Countries with the highest level of unintentional drowning mortality are:

  1. Guyana (18.5 deaths per 100,000 population) 
  2. Hati (10.8)
  3. Saint Vincent and the Grenadines (6.8)
  4. Bahamas (6.4)
  5. Belize (6.0)
  6. Saint Lucia (4.9)
  7. Suriname (4.8)

 

Recommended citation:

The burden of unintentional drowning in the Region of the Americas, 2000-2019. Pan American Health Organizacion. 2021

DATA CLASSIFICATION

In the map and bar chart, data are presented in five discrete classes created using the quantile classification method. Each quintile class contains 20% of countries, which is easy to interpret. The quintile classes are labeled sequentially from Quintile 1 as the first quintile including the lowest fifth (0 to 20%) of the data to Quintile 5, the fifth quintile representing the class with the highest fifth (80% to 100%) of the data.

MEASURES

Measure names: Deaths, Disability-Adjusted Life Years (DALYs), Years Lived with Disability (YLDs), and Years of Life Lost (YLLs) due to diabetes mellitus

Metric: Rate 

Unit of Measure: deaths, DALY, YLD, and YLL per 100,000 population

Topic: Mortality and burden of disease

Rationale: Measuring how many people die each year and why they died is one of the most important means – along with gauging how diseases and injuries are affecting people's health – for assessing the effectiveness of a country’s health system. Statistics of causes of death help health authorities evaluate and focalize public health actions.

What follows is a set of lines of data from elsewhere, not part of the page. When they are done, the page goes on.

Issue #2958, opened 2018-08-08
SVGs and PNGs that don't have any alpha should go into the opaque pass when possible


pcwalton:
This is hurting performance on my reveal.js presentation, because I have some big images that are opaque and it's causing overdraw.

kvark:
Isn't this a problem downstream (in Gecko/Servo)? The `ImageDescriptor` struct passed to `add_image` has [is_opaque](https://github.com/servo/webrender/blob/0634d020dd50ed8d93d99e51a7d057bb1e2ec2c9/webrender_api/src/image.rs#L83) field which determines if we can use the opaque path for rendering it.

pcwalton:
OK, I diagnosed this problem with the shiny new "show overdraw" view I wrote and found that the issue is localized to SVGs.

pcwalton:
This also happens with RGBA PNGs that don't actually have any alpha pixels in them.

pcwalton:
Have a Gecko patch for this for PNG, just need to clean it up.

kvark:
@pcwalton any reason to keep this open if this is a purely downstream issue?

pcwalton:
I filed https://bugzilla.mozilla.org/show_bug.cgi?id=1485534 so we can close this.

PR #2963, opened 2018-08-10
Add a debugging feature to visualize overdraw.

pcwalton:
Lighter shades of orange indicate more overdraw.

This has already helped to diagnose a few issues (e.g. #2958).

r? @gw3583

---
This change is [Reviewable](https://reviewable.io/reviews/servo/webrender/2963)

### DIFF
--- a/webrender/src/renderer.rs
+++ b/webrender/src/renderer.rs
@@ -212,17 +212,18 @@ impl BatchKind {
 bitflags! {
     #[derive(Default)]
     pub struct DebugFlags: u32 {
-        const PROFILER_DBG      = 1 << 0;
-        const RENDER_TARGET_DBG = 1 << 1;
-        const TEXTURE_CACHE_DBG = 1 << 2;
-        const GPU_TIME_QUERIES  = 1 << 3;
-        const GPU_SAMPLE_QUERIES= 1 << 4;
-        const DISABLE_BATCHING  = 1 << 5;
-        const EPOCHS            = 1 << 6;
-        const COMPACT_PROFILER  = 1 << 7;
-        const ECHO_DRIVER_MESSAGES = 1 << 8;
-        const NEW_FRAME_INDICATOR = 1 << 9;
-        const NEW_SCENE_INDICATOR = 1 << 10;
+        const PROFILER_DBG          = 1 << 0;
+        const RENDER_TARGET_DBG     = 1 << 1;
+        const TEXTURE_CACHE_DBG     = 1 << 2;
+        const GPU_TIME_QUERIES      = 1 << 3;
+        const GPU_SAMPLE_QUERIES    = 1 << 4;
+        const DISABLE_BATCHING      = 1 << 5;
+        const EPOCHS                = 1 << 6;
+        const COMPACT_PROFILER      = 1 << 7;
+        const ECHO_DRIVER_MESSAGES  = 1 << 8;
+        const NEW_FRAME_INDICATOR   = 1 << 9;
+        const NEW_SCENE_INDICATOR   = 1 << 10;
+        const SHOW_OVERDRAW         = 1 << 11;
     }
 }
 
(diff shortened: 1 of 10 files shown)


gw3583:
Looks like there are some shader validation failures on CI:

https://ci.appveyor.com/project/servo/webrender/build/1.0.10141#L304

It might just be related to needing to pass the right defines to the validation code, if they've changed.

gw3583:
We'll need to resolve the shader validation errors on CI above. If we instead added an ```#ifdef``` in ```brush.glsl``` we could probably select the debug variant of each normal brush shader. This might simplify some of the complexity involved with the ```vecs_per_brush``` code?

We should do a try run too, to make sure that nothing breaks with any of the weird shader combinations. I can do that on Monday if you're not sure how to do a gecko try.

gw3583:
(if you think it's simpler to leave as is, that's fine too - the above is just what came to mind when looking through the code).

kvark:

Disaggregation: Age, Sex, Country, and Year

Method of estimation: Mortality and burden of disease estimates by cause, age, sex, location (countries, and the region), and year were extracted from the WHO Global Health Estimates (GHE) 2000-2019. These estimates represent WHO's best estimates, computed using standard categories, definitions, and methods to ensure cross-country comparability, and may not be the same as official national estimates. 

Methodological details:

Data sources and methods for estimating causes of deaths and burden of diseases are described in the following documents. The cause list and corresponding IDC-10 codes are also included in these documents: 

Method of estimation of global and regional aggregates: Global, regional and subregional aggregates were computed by summing the absolute number of the measure (deaths, DALYs, YLDs, YLL) as the numerator and summing the population estimates from the World Population Prospect, produced by the UN Population Division, as denominators for all countries included in the geographic region or subregion. Rates were computed by dividing the aggregated numerator and aggregated population and multiplying the result y 100,000 population. Age-standardized rates were computed by the direct method using the World Standard Population. 

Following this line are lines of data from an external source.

PR #3142, opened 2018-09-28
Switch to generic-worker for mac CI

staktrace:
Don't merge this yet, still testing. Also I want @jrmuizel to set up generic-worker on the toronto macmini as well before merging this otherwise we'll be back down to one worker, and doing that setup is blocked on https://bugzilla.mozilla.org/show_bug.cgi?id=1494996

---
This change is [Reviewable](https://reviewable.io/reviews/servo/webrender/3142)

### DIFF
--- a/.taskcluster.yml
+++ b/.taskcluster.yml
@@ -128,7 +128,7 @@ tasks:
       owner: '{{ event.head.user.email }}'
       source: '{{ event.head.repo.url }}'
     provisionerId: 'localprovisioner'
-    workerType: 'kats-webrender-ci-osx'
+    workerType: 'webrender-ci-osx'
     extra:
       github:
         events:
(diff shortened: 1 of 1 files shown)


staktrace:
@jrmuizel you should have access to the google drive for the webrender-ci mozillians group now, which has a document on how to set up the generic-worker instance on the toronto macmini. The first set of steps are the same as before, just follow the steps from "Download the worker binaries" onwards. For now we'll want to run both generic-worker and taskcluster-worker in parallel until all the pending PRs and WIP branches that people have pick up this change. Note that generic-worker uses a separate per-task folder for scratch space so there shouldn't be any collisions if both workers are running tasks concurrently.

staktrace:
@jrmuizel says the generic-worker instance is up and running on the toronto macmini, so this should be good to merge now.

Preferred data sources: Civil registration and vital statistics (CRVS) system with complete coverage and medical certification of cause of death.

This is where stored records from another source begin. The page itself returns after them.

PR #3147, opened 2018-10-01
Pass a Box instead of Arc for the notification handler.

nical:
It's a bit of a detail but this lets us use `NotificationHandler`s that are `Send` but not `Sync`. We aren't currently taking advantage of the reference counting so the change is pretty straightforward.

The clone impl doesn't do an actual clone which might look odd but it's not particularly worse than the previous situation since these handlers are meant to be signaled once and only once, and since they are only used for synchronization purposes, it is okay to lose them in the case where clone happens (in wrench), just like they are skipped during serialization/deserialization.

---
This change is [Reviewable](https://reviewable.io/reviews/servo/webrender/3147)

### DIFF
--- a/webrender_api/src/api.rs
+++ b/webrender_api/src/api.rs
@@ -11,7 +11,6 @@ use std::fmt;
 use std::marker::PhantomData;
 use std::os::raw::c_void;
 use std::path::PathBuf;
-use std::sync::Arc;
 use std::u32;
 use {BuiltDisplayList, BuiltDisplayListDescriptor, ColorF, DeviceIntPoint, DeviceUintRect};
 use {DeviceUintSize, ExternalScrollId, FontInstanceKey, FontInstanceOptions};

  1. WHO. WHO methods and data sources for country-level causes of death 2000-2019. Geneva: World Health Organization; 2020. Available online (accessed 1 February 2021).
  2. WHO. WHO methods and data sources for global burden of disease estimates, 2000-2019. Geneva: World Health Organization, 2020. Available online (accessed 1 February 2021).
  3. PAHO. Methodological Notes, NMH Data Portal. Pan American Health Organization. 2021.